Changes in antibodies and RNA shedding during early SARS-CoV-2 infection

As the COVID-19 pandemic and its far-reaching implications continue to unfold globally and disrupt our normal way of life, scientists and researchers are racing to find an appropriate vaccine or therapeutic drug. This process involves understanding how the virus interacts with the host cell, the dynamics of the host immune response, and the eventual outcome.

One key area that provides vital data on tracking the infection is serology or antibody measurement. Population-based serology can help tell how the virus is spreading, the overall attack rate, and the prevalence of serological conversion. This, in turn, will elucidate how far along each community is towards the goal of herd immunity.

SARS-CoV-2 virus binding to ACE2 receptors on a human cell, the initial stage of COVID-19 infection.
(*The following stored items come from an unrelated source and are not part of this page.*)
PR #3165, opened 2015-03-20
fix scaling for border image

Kovak:
Currently if the value of borders greatly exceeds the size of the image on rendering we can get some very odd results:
With the default image:
1's size is 10, 10
2's size is 25, 25
however they appear roughly the same size. The issue appears even more obvious if we use a very large button graphic.

If the image is being displayed much smaller than its true size we want to find the normalized size of the borders values and then scale them by the actual size being displayed, however we never want to exceed the original value of borders.

example1

After changes:
example2

Test code:

```python
from kivy.app import App
from kivy.lang import Builder

kv = """
<Test>:
    Button:
        text: '1'
        size_hint: (None, None)
        pos: 50, 50
        size: 10, 10
    Button:
        text: '2'
        size_hint: (None, None)
        pos: 80, 45
        size: 25, 25
    Button:
        text: '1'
        size_hint: (None, None)
        pos: 150, 50
        background_normal: 'big_button.png'
        size: 400, 400
        border: [125, 125, 125, 125]
    Button:
        text: '2'
        size_hint: (None, None)
        background_normal: 'big_button.png'
        pos: 550, 350
        size: 200, 200
        border: [125, 125, 125, 125]

"""

Builder.load_string(kv)


class Test(FloatLayout):
        super(Test, self).__init__(*args, **kwargs)

class TestApp(App):
    def build(self):
        return Test()

if __name__ == '__main__':
    TestApp().run()
```
test large button:
big_button

### DIFF
--- a/kivy/graphics/vertex_instructions.pyx
+++ b/kivy/graphics/vertex_instructions.pyx
@@ -876,13 +876,17 @@ cdef class BorderImage(Rectangle):
         tb[2] = b2 / th * tch
         tb[3] = b3 / tw * tcw
 
-
+        cdef float sb0, sb1, sb2, sb3
+        sb0 = min((b0/th) * h, b0)
+        sb1 = min((b1/tw) * w, b1)
+        sb2 = min((b2/th) * h, b2)
+        sb3 = min((b3/tw) * w, b3)
         # horizontal and vertical sections
         cdef float hs[4]
         cdef float vs[4]
         hs[0] = x;            vs[0] = y
-        hs[1] = x + b3;       vs[1] = y + b0
-        hs[2] = x + w - b1;   vs[2] = y + h - b2
+        hs[1] = x + sb3;       vs[1] = y + sb0
+        hs[2] = x + w - sb1;   vs[2] = y + h - sb2
         hs[3] = x + w;        vs[3] = y + h
 
         cdef float ths[4]


luminosuslight:
This commit makes BorderImages with small borders appear larger than they should. The problem is that I don't know how to fix this properly. Maybe @Kovak knows a solution.

Here is a screenshot of the new "bug":
border_image_bug

Kovak:
Can you provide some more details on when this occurring? (Hopefully a code example) The changes I made will never make a Border appear larger than its sizing, only scaling if it is smaller than the provided sizing.

luminosuslight:
Ok, I was fooled by the transparent shadow: The total BorderImage area has the right size but inside the borders are too small.

Here is a short example:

Illustration Credit: Kateryna Kon / Shutterstock
SARS-CoV-2 virus binding to ACE2 receptors on a human cell, the initial stage of COVID-19 infection. Illustration Credit: Kateryna Kon / Shutterstock

Such data is also valuable in modeling viral spread, which in turn is key to developing sensible policies to limit viral transmission and to revive economies simultaneously.

Individual antibody testing can reveal unsuspected past exposure, which could show the presence of the virus in a community much earlier than suspected based on current measures. Moreover, when combined with polymerase chain reaction (PCR) testing, it can significantly enhance the ability to detect both present and past infections. This is all the more important in that viral RNA shedding, which is necessary for PCR testing, occurs during a brief window of infectivity, and because of the differences in PCR sensitivity with the severity of the infection and type of biospecimen.

Since antibody production follows a standard pattern, such as IgM in the acute phase and IgG in the later phase, serology may help to detect the time of infection at least approximately. If neutralizing antibodies are found, they may signal immunity to reinfection.

However, all these serologic applications depend on knowing the pattern of seroconversion over time, the timeline, the first day on which antibodies become detectable, how the different antibodies wax and wane, and duration of antibody response (or antibody decay – the time after which antibodies are no longer detectable).

Currently, there are a large number of serologic studies on the initial immune response to COVID-19. However, they share a common feature – they are based on a remarkable diversity of resources, assay and sampling techniques, and patient groups. For instance, 8 antibody tests, 10 antigens, and 9 antibody levels, besides a study duration ranging from one day to many weeks.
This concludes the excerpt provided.